Exercise brief -
Produce a word-for-word copy of the data below.

[Collected data entries]

PR #1551, opened 2015-03-10
Setup serial gps port for raw output and speed

rnoland:
We need to at least setup the serial port before we try to blast config data to it.  My system was hanging during boot because cat couldn't output gps.init to the port.

### DIFF
--- a/etc/inc/system.inc
+++ b/etc/inc/system.inc
@@ -1575,6 +1575,30 @@ function system_ntp_setup_gps($serialport) {
 	unlink_if_exists($gps_device);
 	@symlink($serialport, $gps_device);
 
+	$gpsbaud = '4800';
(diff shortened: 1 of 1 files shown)


etc/inc/system.inc
```diff
@@ -1575,6 +1575,30 @@ function system_ntp_setup_gps($serialport) {
...
+				$gpsbaud = '57600';
+				break;
+			case '80':
+				$gpsbaud = '115200';
+				break;
+		}
+	}
+
+	/* Configure the serial port for raw IO and set the speed */
+	`stty -f {$serialport}.init raw speed {$gpsbaud}`
```
rbgarga: Please do not use back tickles, use mwexec() instead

Written answer -
PR #1551, opened 2015-03-10
Setup serial gps port for raw output and speed

rnoland:
We need to at least setup the serial port before we try to blast config data to it.  My system was hanging during boot because cat couldn't output gps.init to the port.

### DIFF
--- a/etc/inc/system.inc
+++ b/etc/inc/system.inc
@@ -1575,6 +1575,30 @@ function system_ntp_setup_gps($serialport) {
 	unlink_if_exists($gps_device);
 	@symlink($serialport, $gps_device);
 
+	$gpsbaud = '4800';
(diff shortened: 1 of 1 files shown)


etc/inc/system.inc
```diff
@@ -1575,6 +1575,30 @@ function system_ntp_setup_gps($serialport) {
...
+				$gpsbaud = '57600';
+				break;
+			case '80':
+				$gpsbaud = '115200';
+				break;
+		}
+	}
+
+	/* Configure the serial port for raw IO and set the speed */
+	`stty -f {$serialport}.init raw speed {$gpsbaud}`
```
rbgarga: Please do not use back tickles, use mwexec() instead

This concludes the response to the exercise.